Assim, para toda e qualquer contraposição de idéias no plano discursivo da disciplina observada, registrei a sua ocorrência no caderno de campo, juntamente com a indicação do marcador do tempo da fita de vídeo e do relógio que utilizei. Posteriormente revisitei em vídeo todas as situações assim registradas com a finalidade de confirmar a sua legitimidade enquanto situações argumentativas. Este segundo procedimento serviu como um filtro e minimizou as chances de equívoco na especificação das situações argumentativas ocorridas na PEF I, uma vez que, neste segundo momento, foi possível contar tanto com disponibilidade de farto tempo quanto com a possibilidade de recorrência ilimitada às supostas situações

argumentativas, agentes facilitadores não disponíveis no contexto imediato de coleta de dados em sala de aula.

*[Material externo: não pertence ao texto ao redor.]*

PR #6323, opened 2024-03-19
feat(fennel): update parser and queries

alexmozaidze:
WIP version of the parser. It works fine, but there are some bugs.

If you think I should do something that's not in TODO, please let me know ^^

## TODO

- [ ] Correctly distinguish function docstring/metadata from function body (function body's first string/table gets parsed as docstring/metadata)
- [x] Detect double-quoted special table metadata keys (`:fnl/docstring` is detected, while `"fnl/docstring"` is parsed as a regular string)
- [x] Separate `;` from the comment body
- [ ] Support `comment` form (if possible)
- [ ] Ensure form error recovery doesn't leak outside its own paren scope
- [ ] Refactor internals

## Queries

I used `#has-ancestor?`, which is available in Neovim >0.10. Removing it would only make highlighting a *little* incorrect, which would be fine.
I also Removed queries I couldn't use and test, so that there are no broken queries.

## Notes on forms support

I only support forms that have destructuring, complex syntax, or forms that might need to be queried with `#has-ancestor?`/`#has-parent?`.

### DIFF
--- a/lua/nvim-treesitter/parsers.lua
+++ b/lua/nvim-treesitter/parsers.lua
@@ -531,7 +531,7 @@ list.faust = {
 list.fennel = {
   install_info = {
     url = "https://github.com/alexmozaidze/tree-sitter-fennel",
-    files = { "src/parser.c" },
+    files = { "src/parser.c", "src/scanner.c" },
   },
   maintainers = { "@alexmozaidze" },
 }
--- a/queries/fennel/highlights.scm
+++ b/queries/fennel/highlights.scm
@@ -12,44 +12,90 @@
   "]"
 ] @punctuation.bracket
 
-(nil) @constant.builtin
+[
+  (nil)
+  (nil_binding)
+] @constant.builtin
 
-(boolean) @boolean
+[
+  (boolean)
+  (boolean_binding)
+] @boolean
 
-(number) @number
+[
+  (number)
+  (number_binding)
+] @number
 
-(string) @string
+[
+  (string)
+  (string_binding)
+] @string
+
+[
+  (symbol)
+  (symbol_binding)
+] @variable
+
+(symbol_option) @keyword.directive
 
 (escape_sequence) @string.escape
-
-(symbol) @variable
 
 (multi_symbol
   "." @punctuation.delimiter
   member: (symbol_fragment) @variable.member)
 
 (list
-  .
-  (symbol) @function.call)
+  call: (symbol) @function.call)
 
 (list
-  .
-  (multi_symbol
-    member: (symbol_fragment) @function.call .))
+  call:
+    (multi_symbol
+      member: (symbol_fragment) @function.call .))
 
 (multi_symbol_method
   ":" @punctuation.delimiter
-  method: (symbol_fragment) @function.method.call .)
+  method: (symbol_fragment) @function.method.call)
 
-; Just `&` is only used in destructuring
-((symbol) @punctuation.special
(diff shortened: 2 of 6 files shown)


clason:
Why did you delete fold and local queries?

And, yes, avoiding `#has-ancestor?` would be good.

lua/nvim-treesitter/parsers.lua
```diff
@@ -531,7 +531,8 @@ list.faust = {
 list.fennel = {
   install_info = {
     url = "https://github.com/alexmozaidze/tree-sitter-fennel",
-    files = { "src/parser.c" },
+    files = { "src/parser.c", "src/scanner.c" },
+    branch = "dev",
```
clason, line 535: I don't think we want a prerelease branch here; it's OK to leave the PR up for testing, but whatever gets merged must refer to the default branch.

alexmozaidze: This is a draft. I will either force-push or make a separate PR for when the above TODO list is mostly done, and there are no major bugs.

alexmozaidze:
I couldn't configure Neovim to use tree-sitter folds, so I can't test those. I will try to add fold queries once I configure tree-sitter folds.

As for locals: I don't know much things that make use of it, so I don't think it's viable to support it. If it's absolutely necessary to support them, I will re-add the queries back, but I won't be able to guarantee that they will be correct.

clason:
> I couldn't configure Neovim to use tree-sitter folds, so I can't test those. I will try to add fold queries once I configure tree-sitter folds.

They're simple enough to easily adapt to changes; removing them is an unacceptable regression.

> As for locals: I don't know much things that make use of it, so I don't think it's viable to support it. If it's absolutely necessary to support them, I will re-add the queries back, but I won't be able to guarantee that they will be 100% correct.

They're used in `incremental_selection` and in downstream plugins; most notably `nvim-treesitter-refactor`. Again, better to leave them in, as long as tests pass.

alexmozaidze:
I seem to have fixed all the major issues.

I'm not sure if I can implement the comment form nicely, since I don't think Tree-sitter can reduce a sequence of expressions into a single one, so making it work won't be pretty. I will most likely resort to `#offset!` since it's the easiest solution I can think of.

Sorry for the radio silence, I recently got myself a job and was pretty busy. I'll refactor the parser and open a new PR in the near future with everything sorted out.

clason:
Please rebase on latest `master`.

queries/fennel/highlights.scm
```diff
@@ -12,44 +12,99 @@
...
-  (symbol) @function.call)
+  call: (symbol) @function.call)
 
 (list
-  .
-  (multi_symbol
-    member: (symbol_fragment) @function.call .))
+  call:
+    (multi_symbol
+      member: (symbol_fragment) @function.call .))
```
lucario387, line 54: After you rebase, remember to re-run the formatter as well

alexmozaidze:
I was mistaken when I said that I fixed *all* the major issues. The issue in the first todo bullet point is only partly fixed. The docstring works fine after I applied some patches, but the metadata table is not fixed; it parses a regular table as metadata if it's the only thing in function's body.

Anyhow, this version of the parser works well enough for most use-cases. I'll be fixing problems as I go.

alexmozaidze:
I'll move this to a new PR.

alexmozaidze:
Moved to #6460

PR #6329, opened 2024-03-20
feat(julia): broadcast pipe

degnbol:
Add support for capturing function call after a broadcasted pipe. Currently works for unbroadcasted pipe.
There might be a better more complicated way to do this, since this will capture the broadcasting dot as part of the `@_pipe` capture.


clason:
@savq

savq:
LGTM.

amaanq (approved):

PR #6339, opened 2024-03-21
Add multiple filetypes support for the parser configs

reegnz:
Add multiple filetypes support for individual parser configs.
This allows defining a table of multiple filetypes instead of a
single filetype.

The change also cleans up some hackery that existed before to
support parsers that had to work with multiple filetypes.


clason:
Thank you, but we're actually already going the other way for 1.0: deprecate the `filetype` field (because it mixes install info with runtime info) in favor of putting everything in the filetype table; see the `main` branch.

reegnz:
Ah, thanks for the info!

A identificação de situações referentes à NC

A minha proximidade com a área de ciências, enquanto licenciado em física, aliada às leituras que fiz sobre a filosofia e epistemologia das ciências durante o processo de revisão da literatura, foi o principal meio de “habilitar” o meu olhar para o reconhecimento de situações em que a NC estivesse presente de alguma forma no espaço discursivo da PEF I.

Tendo consciência de que muitas vezes, no contexto imediato da ocorrência de uma possível referência a NC, poderiam surgir dúvidas quanto à sua legitimidade, optei por sempre registrar a sua ocorrência no caderno de campo, indicando também o marcador de tempo da fita e do meu relógio. Posteriormente, todas estas ocorrências foram novamente revisitadas através do uso do vídeo e, neste contexto, com mais tempo disponível e, por isso mesmo, propício a uma reflexão mais profunda, confirmei ou descartei a caracterização inicialmente feita em sala no momento da ocorrência. Assim, da mesma maneira quanto ao procedimento de posterior recorrência às situações argumentativas, esse segundo procedimento serviu como um filtro, e minimizou as chances de equivoco na especificação de situações referentes à NC.

A identificação da presença do CPC e CPCSi na fala dos interlocutores

Nossos procedimentos de identificação quanto à manifestação de um CPC e CPCSi nos argumentos elaborados pelos diferentes interlocutores foram feitos durante a análise dos dados. O procedimento consistiu em verificarmos, para cada argumento identificado e enquadrado no modelo de Toulmin, a presença ou não de diferentes domínios de conhecimento no seu conteúdo e se tais domínios de conhecimento foram relacionados. Quanto mais conhecimentos de distintos domínios identificados e relacionados, maior seria o nosso indicador da presença de um CPC ou CPCSi em cada argumento identificado e avaliado. Por outro lado, também fizemos esta verificação longitudinalmente, quando da enunciação de vários argumentos por um mesmo interlocutor. Neste caso, identificamos uma seqüência de argumentos de um mesmo interlocutor que defendessem um mesmo ponto de vista. Assim, quanto mais conhecimentos de distintos domínios identificados e relacionados no conteúdo destes argumentos, maior seria o nosso indicador de um CPC ou CPCSi na fala do interlocutor considerado.